Allstate Prop. & Cas. Ins. Co. v. Watts Water Techs., Inc. (2/6/2018)

March 5, 2018

Arizona Court of Appeals Division One holds that agreement allowing administrator of arbitration agreement to make rules and regulations for arbitration does not authorize the administrator to alter which claims are subject to mandatory arbitration.

A manufacturer of water products caused property damage in two separate homes for which insurers filed separate subrogation claims against the manufacturer in superior court.  The manufacturer and insurers were parties to a form of arbitration agreement managed by an administrator.  After the property damage occurred, but before the subrogation claims were filed, the administrator informed all parties that product liability claims were excluded from mandatory arbitration, and amended the governing agreement.  The revised arbitration agreement did not, however, clarify whether such exclusion applied retroactively to claims that accrued prior to the revision.  The manufacturer moved to dismiss both subrogation actions and compel arbitration.  The superior court denied the motions in both actions on the grounds that the parties had agreed to allow the administrator to delineate the procedural rules regarding arbitration, which included the exclusion of product liability claims.
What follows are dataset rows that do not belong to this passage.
Issue #455, opened 2024-05-15
eth_sign arguments are reversed


area:
### Version of Hardhat

2.22.4

### What happened?

Calling `eth_sign` via RPC against a node run with `npx hardhat node` does not work and returns an error.

### Minimal reproduction steps

```
npx hardhat node
curl -H 'Content-Type: application/json' http://127.0.0.1:8545 -X POST --data-raw '{"method":"eth_sign","params":["0x8626f6940E2eb28930eFb4CeF49B2d1F2C9C1199","0x06fdde03"],"id":574,"jsonrpc":"2.0"}'
```
returns
```
{"jsonrpc":"2.0","id":574,"error":{"code":-32602,"message":"invalid value \"0x06fdde03\" supplied to : ADDRESS at line 1 column 89","data":{"message":"invalid value \"0x06fdde03\" supplied to : ADDRESS at line 1 column 89","data":{"method":"eth_sign","params":["0x8626f6940E2eb28930eFb4CeF49B2d1F2C9C1199","0x06fdde03"]}}}}
```

Reversing the arguments:

```
curl -H 'Content-Type: application/json' http://127.0.0.1:8545 -X POST --data-raw '{"method":"eth_sign","params":["0x06fdde03", "0x8626f6940E2eb28930eFb4CeF49B2d1F2C9C1199"],"id":574,"jsonrpc":"2.0"}'
```

and a signature is returned as expected

```
{"jsonrpc":"2.0","id":574,"result":"0x59002ebdb95ef3b258613f6bba6e91fd392bc49d86ad8a1e1afd32b929ee572968529c9189dde90d4a0d315132fcce215b28bfa479fe44cb05021a51e37ab6b81c"}
```

However, the [specification](https://ethereum.org/en/developers/docs/apis/json-rpc/#eth_sign) says that the address doing the signing should be the first argument, with the message to sign being second.

Like https://github.com/NomicFoundation/edr/issues/399, this was run across this upgrading from a pre-EDR hardhat to a post-EDR hardhat, so it's possible the issue is there, but haven't (successfully) investigated. The text of the error being returned is certainly from EDR, but where the mistake is in the stack is unclear.

### Search terms

eth_sign, RPC, EDR

fvictorio:
[...]

PR #457, opened 2024-05-16
Fix eth_sign parameters order

fvictorio:
eth_sign was implemented as an alias of personal_sign. This was not correct, as the order of the parameters is different for both methods.

Closes https://github.com/NomicFoundation/edr/issues/455


agostbiro (approved):
Thanks, LGTM!

PR #460, opened 2024-05-21
ci: remove synthetic benchmarks

agostbiro:
Remove synthetic benchmarks as they've been superseded by scenario benchmarks.


.cargo-husky/hooks/pre-commit
```diff
@@ -5,7 +5,7 @@
 
 if [ -z "${ALCHEMY_URL}" ] || [ -z "${INFURA_URL}" ]; then
   echo WARNING: skipping remote tests because the ALCHEMY_URL and INFURA_URL environment variables are not defined. Local test results may differ from those in CI.
-  ALL_FEATURES="--features tracing,bench-once,serde,std"
+  ALL_FEATURES="--features tracing,serde,std"
 else
   ALL_FEATURES=--all-features
```
Wodann, line 10: You can also remove the `--profile bench` from line 17. This avoids changing profiles between the pre-commit hook and normal `cargo check`

Wodann (changes requested):
One request for change. Otherwise LGTM.

I merged the [other PR](https://github.com/NomicFoundation/edr/pull/461) without realising it was targetting this branch, so I messed up the merge ordering. You might need to split them or merge them as one.

.cargo-husky/hooks/pre-commit
agostbiro: Thanks good catch!

Wodann (approved):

The Court of Appeals reversed, holding that the clear language of the arbitration agreement in effect at the time of the property damage required arbitration of the subrogation claims.  The Court acknowledged that the agreement permitted the administrator to change the “rules and regulations” of controversies under the agreement, but rejected the argument that this authority permitted the administrator to change unilaterally which controversies were subject to compulsory arbitration.  Moreover, the terms of the arbitration agreement in effect at the time of the property damage compelled arbitration and became enforceable and irrevocable under A.R.S § 12-1501 at the time the claims arose.  Finally, the Court declined to rely on an e-mail from the administrator sent to the parties clarifying that the amendment was retroactive because it was not part of any agreement signed by the parties.

Judge Gemmill authored the opinion; Judges Jones and Thompson concurred.